Pets & Animal Dog Breeds

Things You Need to Know About Fleas

In all likelihood the most bothersome ectoparasite is also the most common one.
The tiny flea is seen in backyard or kenneled dogs, and denser infestations are encountered on dogs inhabiting hotter, more humid climates.
Cat fleas are found quite commonly on dogs.
The parasite inhabits part of its life cycle off the dog, and is therefore hard to treat definitively.
Fleas cause additional problems; they are secondary hosts for tapeworms and the fleas' saliva may cause allergic reaction in dogs that's puzzling to diagnose and difficult to treat.
Fleas bite the dog, causing small lesions in the skin, then lick the blood as it seeps from the wound.
Full-grown fleas are able to jump great distances; occasionally they land on humans.
They aren't picky where they receive their blood meal, but can generally be found on a dog or cat when one is available.
A fined-tooth comb can be used to find fleas.
Carefully run it through the dog's hair over the area of his pelvis.
The parasites will be caught between the flea comb's teeth, or will leap from his hair in front of the comb.
If you don't notice adult fleas, you might run across some of their excreta (feces), which appear as tiny, black, comma shaped debris.
Fleas are quite annoying to the dog, whether or not they cause an allergy.
They're oftentimes responsible for the dog's licking, chewing, and scratching, and the formation of hot spots, another skin problem.
A part-time occupant on the dog, the flea arrives on its host, feeds, mates, and lays eggs.
The eggs are deposited on the dog, and fall off in the doghouse or on your carpet.
The eggs hatch into larvae that feed on dandruff and other organic debris.
The larvae pupate, adults emerge, and start searching a host.
The adult flea can live for more than 100 days without a blood meal.
Whenever a flea problem is discovered, break out the heavy artillery...
don't take this infestation lightly! Vacuum the doghouse and your carpets with dog-safe flea killers: - Borax powder is usually a safe product to use on dogs' bedding and carpets; it's nontoxic, killing fleas by dehydration.
- A premise spray or flea bomb can be used to rid the home of this parasite, however, both can be quite dangerous unless all label instructions are carefully followed.
- There are various new flea-repellent products available from your veterinarian.
Some are in oral tablet form; others are in liquid form that's applied topically on the dog's skin once a month.
Some kill the flea eggs; others kill just the adult.
Follow your veterinarian's advice about the products, their safety, cost, and effectiveness.
- New biological control programs are currently being pioneered in a few areas.
One involves the yard application of tiny nematodes (worms) that eat flea eggs but are harmless to humans and pets.
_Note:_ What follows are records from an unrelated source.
PR #36, opened 2022-01-19
Fix memory leak in DH when falling back to OpenSSL

samuel-lee-msft:
+ Add SslPlay test case which uses default OpenSSL implementation
+ Call DH_OpenSSL finish method in scossl_dh_finish to free anything
  which may have been allocated in fallback to OpenSSL
+ Free BNs in cleanup in DH (technically had some memory leaks in
  failure cases before)


samuel-lee-msft:
Going ahead with merging this without review as it's a small change and fixes a memory leak for OE.

mlindgren:
lgtm

---
In reply to: [1016801691](https://github.com/microsoft/SymCrypt-OpenSSL/pull/36#issuecomment-1016801691) [](http://example.com/codeflow?ancestors=1016801691,1016801691)

PR #37, opened 2022-01-24
Various logging tweaks

samuel-lee-msft:
+ Do not leak CRYPTO_RWLOCK
+ Introduce ability to set different levels of logging verbosity for
  using OpenSSL ERR and stderr/logfile. Set default level of logging for
  OpenSSL ERR to ERROR to avoid problems in OpenSSL unit tests.
+ Update Engine id and name

### DIFF
--- a/SymCryptEngine/src/scossl.c
+++ b/SymCryptEngine/src/scossl.c
@@ -20,8 +20,8 @@ extern "C" {
 int scossl_module_initialized = 0;
 
 /* The constants used when creating the ENGINE */
-static const char* engine_scossl_id = "symcrypt";
-static const char* engine_scossl_name = "Symcrypt Engine";
+static const char* engine_scossl_id = "SCOSSL";
+static const char* engine_scossl_name = "SymCrypt engine for OpenSSL";
 static EC_KEY_METHOD* scossl_eckey_method = NULL;
 static RSA_METHOD* scossl_rsa_method = NULL;
 // static DSA_METHOD* scossl_dsa_method = NULL;
@@ -45,6 +45,7 @@ SCOSSL_STATUS scossl_destroy(ENGINE* e)
     DH_meth_free(scossl_dh_method);
     scossl_dh_method = NULL;
     CRYPTO_free_ex_index(CRYPTO_EX_INDEX_DH, scossl_dh_idx);
+    scossl_destroy_logging();
 
     return SCOSSL_SUCCESS;
 }
@@ -60,7 +61,7 @@ static SCOSSL_STATUS scossl_bind_engine(ENGINE* e)
     }
 
     scossl_eckey_method = EC_KEY_METHOD_new(EC_KEY_OpenSSL());
-    scossl_rsa_method = RSA_meth_new("SymCrypt RSA Method", 0);
+    scossl_rsa_method = RSA_meth_new("SCOSSL RSA Method", 0);
     // scossl_dsa_method = DSA_meth_dup(DSA_OpenSSL());
     scossl_dh_method = DH_meth_dup(DH_OpenSSL());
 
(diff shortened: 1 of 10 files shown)


mlindgren:
>         _traceLogFile = fopen(_traceLogFilename, "a");

`_traceLogFilename` may be (usually is) NULL here. It seems to sort of work anyway - I guess fopen just returns NULL - but valgrind catches this as as an error. Can you change this to only call fopen when `_traceLogFileName != NULL`?

---
Refers to: SymCryptEngine/src/scossl_helpers.c:160 in 2291285. [](commit_id = 22912858fce46cd2fe3b61ea70b7a946bf739ad2, deletion_comment = False)

SymCryptEngine/src/scossl.c
```diff
@@ -20,8 +20,8 @@ extern "C" {
 int scossl_module_initialized = 0;
 
 /* The constants used when creating the ENGINE */
-static const char* engine_scossl_id = "symcrypt";
-static const char* engine_scossl_name = "Symcrypt Engine";
+static const char* engine_scossl_id = "SCOSSL";
```
mlindgren, line 23: Changing this potentially breaks existing callers. We probably don't have any "in the wild," but I'd have to update my patch code at the very least. Not sure if we'd have to make any changes to our other engines.

I think it makes sense for the engine ID to be "SymCrypt" anyway. In any context where this string appears, it should be obvious that this is an OpenSSL engine.

SymCryptEngine/src/scossl.c
```diff
@@ -20,8 +20,8 @@ extern "C" {
...
+static const char* engine_scossl_name = "SymCrypt engine for OpenSSL";
```
mlindgren, line 24: >for OpenSSL [](http://example.com/codeflow?start=57&length=11)

Likewise - there's no compatibility concern with changing this, but the only place I can think of where it's used is when you dump/log OpenSSL engine info (e.g. via `openssl engine`). So it should be obvious that it's an OpenSSL engine.

SymCryptEngine/src/scossl.c
```diff
@@ -60,7 +61,7 @@ static SCOSSL_STATUS scossl_bind_engine(ENGINE* e)
     }
 
     scossl_eckey_method = EC_KEY_METHOD_new(EC_KEY_OpenSSL());
-    scossl_rsa_method = RSA_meth_new("SymCrypt RSA Method", 0);
+    scossl_rsa_method = RSA_meth_new("SCOSSL RSA Method", 0);
```
mlindgren, line 64: >SCOSSL [](http://example.com/codeflow?start=38&length=6)

Where is this string used? I think it makes more sense to keep SCOSSL as an internal prefix and use SymCrypt or "SymCrypt engine" anywhere that might be user-visible. Niels might disagree with me here though; I know he wanted a clear distinction between SymCrypt itself and SCOSSL. But SCOSSL wraps SymCrypt, so really the implementation here _is_ SymCrypt.

mlindgren (changes requested):
:clock1:

SymCryptEngine/src/scossl.c
samuel-lee-msft: I want it to be obvious to callers from a dump that they need to look at this repo. I'll change this to "SCOSSL (SymCrypt engine for OpenSSL)". I also want to put a version number in here when we snap to a LTSB.

SymCryptEngine/src/scossl.c
samuel-lee-msft: Sure, I'll leave this as "symcrypt" to avoid compatibility issues.

SymCryptEngine/src/scossl.c
samuel-lee-msft: I'm not sure it is used much by callers, but the string is available by calling [`RSA_meth_get0_name`](https://www.openssl.org/docs/man1.1.1/man3/RSA_meth_get0_name.html). I think similar to the Engine name, this should obviously pointer callers to this repo first; I'll update to "SCOSSL (SymCrypt engine for OpenSSL) RSA method"

mlindgren (approved):
:shipit:

PR #38, opened 2022-01-26
Prepare for upcoming SymCrypt API changes

mlindgren:
This PR includes a few changes to prepare for some upcoming SymCrypt changes. It should be backwards-compatible with existing versions of SymCrypt.

- Use `SYMCRYPT_MODULE_INIT()` macro instead of explicitly calling `SymCryptModuleInit`. The macro automatically passes in the right arguments, and will work with the new version which is removing the patch version as an argument.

Others include the utilization of insect growth regulators (IGR) that interfere with the flea's life cycle.
- A new generation of flea collars is also available that repels the parasites, instead of killing them after they cause their damage.
- Organic products such as pyrethrum and other natural insecticides are usually considered safer.
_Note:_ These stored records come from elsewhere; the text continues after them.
PR #42, opened 2022-02-07
Various tidying to reduce warnings in build

samuel-lee-msft:
+ Allow libsymcrypt to be found from root of SymCrypt-OpenSSL directory
+ Update README to make compilation instructions a little clearer
+ Add CMake project version/description

### DIFF
--- a/CMakeLists.txt
+++ b/CMakeLists.txt
@@ -1,6 +1,9 @@
 cmake_minimum_required(VERSION 3.13.0)
 
-project(scossl)
+project(SymCrypt-OpenSSL
+    VERSION 1.0.0
+    DESCRIPTION "The SymCrypt engine for OpenSSL (SCOSSL)"
+    HOMEPAGE_URL "https://github.com/microsoft/SymCrypt-OpenSSL")
 
 include_directories(${SYMCRYPT_ROOT_DIR}/inc)
 
@@ -26,5 +29,3 @@ endif()
 add_subdirectory (SymCryptEngine/static)
 add_subdirectory (SymCryptEngine/dynamic)
 add_subdirectory (SslPlay)
-
-
--- a/README.md
+++ b/README.md
@@ -43,19 +43,34 @@ Note that just because an algorithm is FIPS certifiable, does not mean it is rec
 2. Use of unsupported digests in RSA signatures and TLS PRF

That may or may not be the case, but they're less effective than the contemporary products.
- A collar is available that gives off high pitch sounds to repel fleas, however its effectiveness is suspect.
- Don't use oral medication, dips, sprays, powders, medicated collars, or other drugs that are not labeled for the dog's specific age and weight.
Don't use more than one product on the dog at a time without approval by your veterinarian.
Also be careful with the use of all systemic medicines in a pregnant or lactating female.